### TRY IT:
From the line containing "PR #4427, opened 2023-01-07" down to the line containing "Issue #4387, opened 2022-12-31" in the records below, reproduce every line exactly, ends included, and omit all others.
╭─ DATASET
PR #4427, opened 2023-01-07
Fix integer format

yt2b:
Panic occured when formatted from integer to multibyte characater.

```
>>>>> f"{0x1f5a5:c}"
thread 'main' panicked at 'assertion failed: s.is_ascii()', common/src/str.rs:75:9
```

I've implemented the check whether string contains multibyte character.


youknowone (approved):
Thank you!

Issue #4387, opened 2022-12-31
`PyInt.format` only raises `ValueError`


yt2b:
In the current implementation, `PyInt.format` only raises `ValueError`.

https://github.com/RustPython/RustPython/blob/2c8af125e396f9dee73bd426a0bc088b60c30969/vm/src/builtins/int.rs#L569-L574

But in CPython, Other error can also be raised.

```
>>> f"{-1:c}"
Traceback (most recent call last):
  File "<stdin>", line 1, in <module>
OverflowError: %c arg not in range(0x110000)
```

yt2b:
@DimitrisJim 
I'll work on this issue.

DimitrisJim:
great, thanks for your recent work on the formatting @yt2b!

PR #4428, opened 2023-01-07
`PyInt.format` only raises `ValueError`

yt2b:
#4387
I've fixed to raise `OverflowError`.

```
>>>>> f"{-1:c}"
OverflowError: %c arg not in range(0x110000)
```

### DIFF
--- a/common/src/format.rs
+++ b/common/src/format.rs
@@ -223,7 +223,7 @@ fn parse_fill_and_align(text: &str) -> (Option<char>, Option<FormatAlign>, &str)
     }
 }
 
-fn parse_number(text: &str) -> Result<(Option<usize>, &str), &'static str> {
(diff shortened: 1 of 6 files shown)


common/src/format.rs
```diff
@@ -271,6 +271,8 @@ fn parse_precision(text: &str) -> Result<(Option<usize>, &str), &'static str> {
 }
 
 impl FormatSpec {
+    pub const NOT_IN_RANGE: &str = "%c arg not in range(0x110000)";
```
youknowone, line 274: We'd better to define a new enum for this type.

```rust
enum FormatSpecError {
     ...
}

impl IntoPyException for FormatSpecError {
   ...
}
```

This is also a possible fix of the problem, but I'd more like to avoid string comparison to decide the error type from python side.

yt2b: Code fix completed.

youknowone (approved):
╰─
╭─ DATASET
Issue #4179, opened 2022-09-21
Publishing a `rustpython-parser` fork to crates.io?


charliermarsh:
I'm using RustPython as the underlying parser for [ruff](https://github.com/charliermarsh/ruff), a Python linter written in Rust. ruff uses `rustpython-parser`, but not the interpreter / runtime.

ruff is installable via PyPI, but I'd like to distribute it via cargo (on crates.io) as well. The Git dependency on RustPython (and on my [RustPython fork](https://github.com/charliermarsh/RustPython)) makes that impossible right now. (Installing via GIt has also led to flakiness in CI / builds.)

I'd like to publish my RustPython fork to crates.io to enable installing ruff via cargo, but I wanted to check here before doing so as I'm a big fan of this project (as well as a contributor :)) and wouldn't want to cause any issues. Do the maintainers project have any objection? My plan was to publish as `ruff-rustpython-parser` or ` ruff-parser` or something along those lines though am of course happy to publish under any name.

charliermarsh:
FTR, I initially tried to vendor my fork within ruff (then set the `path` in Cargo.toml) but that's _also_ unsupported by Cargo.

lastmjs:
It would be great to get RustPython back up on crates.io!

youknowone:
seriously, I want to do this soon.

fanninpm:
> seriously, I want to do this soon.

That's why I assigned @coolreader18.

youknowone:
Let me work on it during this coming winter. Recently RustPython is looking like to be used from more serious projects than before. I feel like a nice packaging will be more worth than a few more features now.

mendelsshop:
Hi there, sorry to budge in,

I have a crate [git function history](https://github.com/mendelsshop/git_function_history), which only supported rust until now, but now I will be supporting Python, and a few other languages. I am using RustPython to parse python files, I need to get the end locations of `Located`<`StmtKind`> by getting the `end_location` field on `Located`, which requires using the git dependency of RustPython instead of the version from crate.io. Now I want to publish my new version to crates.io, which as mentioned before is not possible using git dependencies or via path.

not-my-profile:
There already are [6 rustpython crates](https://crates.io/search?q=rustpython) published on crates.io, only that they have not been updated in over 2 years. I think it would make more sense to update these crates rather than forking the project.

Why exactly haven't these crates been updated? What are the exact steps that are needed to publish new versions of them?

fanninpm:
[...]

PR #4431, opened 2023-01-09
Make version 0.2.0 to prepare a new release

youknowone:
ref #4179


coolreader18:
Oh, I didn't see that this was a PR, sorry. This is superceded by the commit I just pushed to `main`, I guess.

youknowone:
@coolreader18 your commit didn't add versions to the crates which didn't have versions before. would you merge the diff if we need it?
╰─
╭─ DATASET
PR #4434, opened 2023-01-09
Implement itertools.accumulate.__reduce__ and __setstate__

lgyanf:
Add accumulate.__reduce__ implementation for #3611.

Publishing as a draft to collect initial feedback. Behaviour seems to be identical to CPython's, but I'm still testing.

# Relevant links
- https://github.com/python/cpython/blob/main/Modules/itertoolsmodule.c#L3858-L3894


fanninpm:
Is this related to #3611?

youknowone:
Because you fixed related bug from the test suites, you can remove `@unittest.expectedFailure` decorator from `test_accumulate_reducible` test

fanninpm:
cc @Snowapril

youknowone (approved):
╰─
### SOLUTION TO THIS EXERCISE:
PR #4427, opened 2023-01-07
Fix integer format

yt2b:
Panic occured when formatted from integer to multibyte characater.

```
>>>>> f"{0x1f5a5:c}"
thread 'main' panicked at 'assertion failed: s.is_ascii()', common/src/str.rs:75:9
```

I've implemented the check whether string contains multibyte character.


youknowone (approved):
Thank you!

Issue #4387, opened 2022-12-31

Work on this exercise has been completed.